[Author's Note: While I use APM examples below, this approach can apply to any system or application software.]
It was 2 p.m. on a overbearingly hot August day. I had been roused out of a wonderful dream. It appears that that there was a matter needing serious investigation. There had been a heinous crime and the likely culprit was being detained. Within twenty minutes my eyeballs were staring hard into the tearful youthful offender. Their crime? Crashing a fellow eight year old's birthday party and snatching a piece of cake without permission. Oh what an egregious deed! I could see the signs of their nefarious activity throughout this person including cake crumbs on the chin, smushed icing on one cheek, and much more that I refrain from telling. With as icy a glare that I could muster, I coldly spoke. "Well young Tommy Sherman, things look bad for you. Perhaps I can get a deal if you confess. Let's cut to the chase, what took place this afternoon at the birthday that you were unauthorized to attend? Spill it"

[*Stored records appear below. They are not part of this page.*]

PR #730, opened 2017-03-21
Convince Benny to use Wire Internal

hakonbo:
#### APK
[Download build #8685](http://192.168.10.18:8080/job/Pull%20Request%20Builder/8685/artifact/build/artifact/wire-dev-PR730-8685.apk)


red-avtovo:
do we really need to push that code into production?

bennyn:
The Android system does not think it is a good decision to download this build. 😂

a

PR #763, opened 2017-04-03
[AN-5148] Avoid oom when creating big bitmaps

JPonte:
This should avoid getting oom with big bitmaps. These should be eventually replaced with the AssetDrawable.
Ticket: https://wearezeta.atlassian.net/browse/AN-5148

#### APK
[Download build #8732](http://192.168.10.18:8080/job/Pull%20Request%20Builder/8732/artifact/build/artifact/wire-dev-PR763-8732.apk)

### DIFF
--- a/app/src/main/java/com/waz/zclient/pages/main/backgroundmain/views/BackgroundDrawable.java
+++ b/app/src/main/java/com/waz/zclient/pages/main/backgroundmain/views/BackgroundDrawable.java
@@ -136,6 +136,9 @@ public class BackgroundDrawable extends Drawable {
     private void createBackgroundShader() {
         if (bitmap == null) {
             bitmap = createBitmap((int) width, (int) height);
+            if (bitmap == null) {
+                return;
+            }
         }
 
         float imageWidth = (float) bitmap.getWidth();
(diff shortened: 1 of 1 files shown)


app/src/main/java/com/waz/zclient/pages/main/backgroundmain/views/BackgroundDrawable.java
```diff
@@ -151,6 +149,18 @@ private void createBackgroundShader() {
...
 
+    private Bitmap createBitmap(int width, int height) {
+        Bitmap ret;
+        try {
+            int[] colors = new int[width * height];
+            Arrays.fill(colors, DEFAULT_BACKGROUND_COLOR);
+            ret = Bitmap.createBitmap(colors, width, height, Bitmap.Config.ARGB_8888);
+            return ret;
+        } catch (OutOfMemoryError e){
+            return createBitmap(width / 2, height / 2);
```
makingthematrix: I think we should stop at some smallest practical width and height and if we still get OutOfMemory error, just throw it then. Otherwise we could end up in a situation where a real OOM will be covered with a stack overflow, as Wire will constantly try to create a bitmap of width ==0 and height == 0, but it will still need a few bytes of memory, so another OOM will be raised.

Please create constants `SMALLEST_WIDTH` and `SMALLEST_HEIGHT`. They can be hardcoded to 1. And please check them in the catch block before making a new recursive call to `createBitmap`.

JPonte: It actually generates a IlegalArgumentException, made a check for that instead.

PR #770, opened 2017-04-05
Set send assets v3 preference true by default

JPonte:
#### APK
[Download build #8740](http://192.168.10.18:8080/job/Pull%20Request%20Builder/8740/artifact/build/artifact/wire-dev-PR770-8740.apk)

### DIFF
--- a/app/src/main/res/xml/preferences_developer.xml
+++ b/app/src/main/res/xml/preferences_developer.xml
@@ -47,7 +47,7 @@
         />
 
     <CheckBoxPreference
-        android:defaultValue="false"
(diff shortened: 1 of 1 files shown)


app/src/main/res/xml/preferences_developer.xml
```diff
@@ -47,7 +47,7 @@
         />
 
     <CheckBoxPreference
-        android:defaultValue="false"
```
hakonbo: You'll need to change the default value where it's read in code. Ping me if you need more details.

"Why mister nothing. Nothing happened."
While not as dramatic as the above scene, the response "nothing changed" does occur a good deal when initially looking at a case. This blog discusses why this is and what to do to counter it.
Why Do People Say Nothing Changed?
There are variety of reasons for this
- Customer sites have many networks and applications. So it can be hard to determine what was done and which networks/applications were impacted.

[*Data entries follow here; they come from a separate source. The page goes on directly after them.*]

PR #808, opened 2017-04-21
Fixed NPE when opening app from quick reply

hakonbo:
#### APK
[Download build #8778](http://192.168.10.18:8080/job/Pull%20Request%20Builder/8778/artifact/build/artifact/wire-dev-PR808-8778.apk)

### DIFF
--- a/app/src/main/java/com/waz/zclient/utils/IntentUtils.java
+++ b/app/src/main/java/com/waz/zclient/utils/IntentUtils.java
@@ -321,7 +321,12 @@ public class IntentUtils {
     }
 
     private static List<Uri> getParcelableArrayListExtra(Intent intent) {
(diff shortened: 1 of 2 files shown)


app/src/main/java/com/waz/zclient/utils/IntentUtils.java
```diff
@@ -321,7 +321,12 @@ public static String getLaunchConversationSharedText(Intent intent) {
     }
 
     private static List<Uri> getParcelableArrayListExtra(Intent intent) {
-        return intent.getParcelableArrayListExtra(EXTRA_LAUNCH_CONVERSATION_FILES);
+        List<Uri> files = intent.getParcelableArrayListExtra(EXTRA_LAUNCH_CONVERSATION_FILES);
```
mykola-mokhnach: return (files == null) ? Collections.emptyList() : files;

PR #821, opened 2017-04-27
No internet bar, use new Unknown mode as initial value

hakonbo:
#### APK
[Download build #8799](http://192.168.10.18:8080/job/Pull%20Request%20Builder/8799/artifact/build/artifact/wire-dev-PR821-8799.apk)


hakonbo:
build again

PR #843, opened 2017-05-06
Mark asset message as read only when asset is available.

wire-android:
Added check for asset state when reporting messages as read, this is needed to make sure ephemeral msg counter is not started if asset is not available.

Asset availability here is different for different assets.
For regular image assets we wait until image is downloaded (and displayed) as this is started automatically.
For other assets we only wait until upload is done (or failed), we don't want to wait until download as download is user triggered, and we want messages to expire even if user didn't request to download.

#### APK
[Download build #8831](http://192.168.10.18:8080/job/Pull%20Request%20Builder/8831/artifact/build/artifact/wire-dev-PR843-8831.apk)

### DIFF
--- a/app/src/main/scala/com/waz/zclient/messages/MessagesListView.scala
+++ b/app/src/main/scala/com/waz/zclient/messages/MessagesListView.scala
@@ -27,10 +27,12 @@ import android.util.AttributeSet
 import android.view.WindowManager
 import com.waz.ZLog.ImplicitTag._
 import com.waz.ZLog._
+import com.waz.api.{AssetStatus, Message}
 import com.waz.model.{ConvId, Dim2, MessageData}
 import com.waz.service.messages.MessageAndLikes
 import com.waz.threading.Threading
 import com.waz.utils.events.{EventContext, Signal}
+import com.waz.zclient.controllers.AssetsController
 import com.waz.zclient.controllers.global.SelectionController
 import com.waz.zclient.messages.MessageView.MsgBindOptions
 import com.waz.zclient.messages.ScrollController.Scroll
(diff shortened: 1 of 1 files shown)


app/src/main/scala/com/waz/zclient/messages/MessagesListView.scala
```diff
@@ -171,13 +174,28 @@ case class MessageViewHolder(view: MessageView, adapter: MessagesListAdapter)(im
...
+      case Some(convId) =>
+        message.filter(_.convId == convId) flatMap {
+          case msg if msg.isAssetMessage && msg.state == Message.Status.SENT =>
+            // received asset message is considered read when its asset is available,
+            // this is especially needed for ephemeral messages, only start the counter when message is downloaded
+            assets.assetSignal(msg.assetId) flatMap {
+              case (_, AssetStatus.DOWNLOAD_DONE) if msg.msgType == Message.Type.ASSET =>
+                // image assets are considered read only once fully downloaded
+                Signal const msg
+              case (_, AssetStatus.UPLOAD_DONE | AssetStatus.UPLOAD_CANCELLED | AssetStatus.UPLOAD_FAILED) if msg.msgType != Message.Type.ASSET =>
```
deanrobertcook: I just checked with how iOS does it, and they wait until the download is done before they start the ephemeral countdown, so I guess we should remain consistent with what they do.

Also (and I guess we don't do this) they make sure the player doesn't disappear if the user is still playing the asset, even after it has expired.

deanrobertcook: I just checked with how iOS does it, and they wait until the download is done before they start the ephemeral countdown, so I guess we should remain consistent with what they do.

Also (and I guess we don't do this) they make sure the player doesn't disappear if the user is still playing the asset, even after it has expired.

deanrobertcook: never mind!

PR #2020, opened 2019-02-27
fix: A partner should be treated as a guest when displaying the bottom bar

makingthematrix:
Fixes a bug when the user (who is a partner, not a guest) opens group conversations' details and from there goes to a single participant details. The only possible action for a partner on this screen should be "Open Conversation" which appers on the left button. The right button ("...") should be invisible.
Because of the bug it was visible, but when clicked, no options appeared.
#### APK
[Download build #12407](http://192.168.120.33:8080/job/Pull%20Request%20Builder/12407/artifact/build/artifact/wire-dev-PR2020-12407.apk)


marcoconti83:
build again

- People have limited scope. Someone in a network group may only know about some networks and not about applications. So they may not be aware of other changes.

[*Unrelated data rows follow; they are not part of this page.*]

PR #2021, opened 2019-02-27
fix: on start conversation action menu was empty

CalumMcCall:
- This was due to currentConv being an empty signal, so this commit
   changes things to use currentConvOpt instead. A long term fix is to
   use a separate Controller for the conversationListManager and the
   conversation details tab.
#### APK
[Download build #12409](http://192.168.120.33:8080/job/Pull%20Request%20Builder/12409/artifact/build/artifact/wire-dev-PR2021-12409.apk)
[Download build #12411](http://192.168.120.33:8080/job/Pull%20Request%20Builder/12411/artifact/build/artifact/wire-dev-PR2021-12411.apk)
[Download build #12412](http://192.168.120.33:8080/job/Pull%20Request%20Builder/12412/artifact/build/artifact/wire-dev-PR2021-12412.apk)

### DIFF
--- a/app/src/main/scala/com/waz/zclient/participants/ConversationOptionsMenuController.scala
+++ b/app/src/main/scala/com/waz/zclient/participants/ConversationOptionsMenuController.scala
@@ -92,6 +92,7 @@ class ConversationOptionsMenuController(convId: ConvId, mode: Mode)(implicit inj
     isBot               <- otherUser.map(_.exists(_.isWireBot))
     removePerm          <- inject[UserAccountsController].hasRemoveConversationMemberPermission(convId)
     isGuest             <- participantsController.isCurrentUserGuest
+    currentConv         <- convController.currentConvOpt
     selectedParticipant <- participantsController.selectedParticipant
   } yield {
     import com.waz.api.User.ConnectionStatus._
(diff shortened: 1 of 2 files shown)


CalumMcCall:
build again

CalumMcCall:
> I guess the controller and the footer menu should be rewritten, preferably in Kotlin, as our first big task of rewriting parts of UI in this language.
> Until then, I'd suggest to simply take advantage of the fact that we know if we're opening the menu from the conversation list or not. If yes, then `isGuest` and `selectedParticipant` fields in calculating `optionItems` don't make any sense. We don't have to wait for anything coming from these two signals (`participantsController.isCurrentUserGuest` and `participantsController.selectedParticipant`). Instead we can set them to default values, like this:
> 
> ```
>     isGuest             <- if (!mode.inConversationList) participantsController.isCurrentUserGuest else Signal.const(false)
>     selectedParticipant <- if (!mode.inConversationList) participantsController.selectedParticipant else Signal.const(None)
> ```
> 
> and later, in the part which is used to add `RemoveMember` to the menu, we can specify that this should work if and only if we're opening the menu from the profile.
> So, instead of:
> 
> ```
>       case Mode.Normal(_) if isGroup && selectedParticipant.isDefined =>
> ```
> 
> we can simply write:
> 
> ```
>       case Mode.Normal(false) if isGroup && selectedParticipant.isDefined =>
> ```
> 
> and that should achieve this effect.
> 
> This way the `isCurrentUserGuest` signal definition can stay as it is. It's perfectly fine the way it is - it just shouldn't be used if we don't have a current user.

Thanks for the suggestion! I didn't realize mode contained that useful info! :)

- A complete analysis has not been done to date. So all changes/errors may not have been uncovered.
- Frog in boiling water. A rapidly growing environment that is not thoroughly monitored may have finally hit some capacity or metric limit.
- Understanding the impact of a single change. Someone may have been aware of a change but not its impact
How does one counter "Nothing Changed?"
- Take a larger view and look at change control approvals and results for that time period.
- Review operating system logs and events to see what was taking place. Perhaps it was an operating system error or third-party software was installed at that time.
- Use metric graphs to see what capacity and throughput looked like from the time of the issue and thirty days back. Is there a sudden spike in the present or all throughout? In some cases such as MTP logs, you can determine the total number of packets across seven days to determine if there is a sudden increase or decrease of traffic.
- See if new errors are only in the log at the time period of interest
- Check the date of when configuration files were last updated. If done around the same time as the issue of concern, there may be something worth investigating
- Implement a health check to assess the APM cluster health.
- Implement after action reviews (AAR) to limit negative impact of configuration changes.
In conclusion, while investigating, do not jump to conclusions whether something changed or not. Do your due diligence by analyzing logs, metric graphs, traffic etc. and a clearer determination of root cause and likely events will be probably reached.
As for young Tommy Sherman, he got off with a stiff warning. As far as I know, he never crashed another birthday party ever again.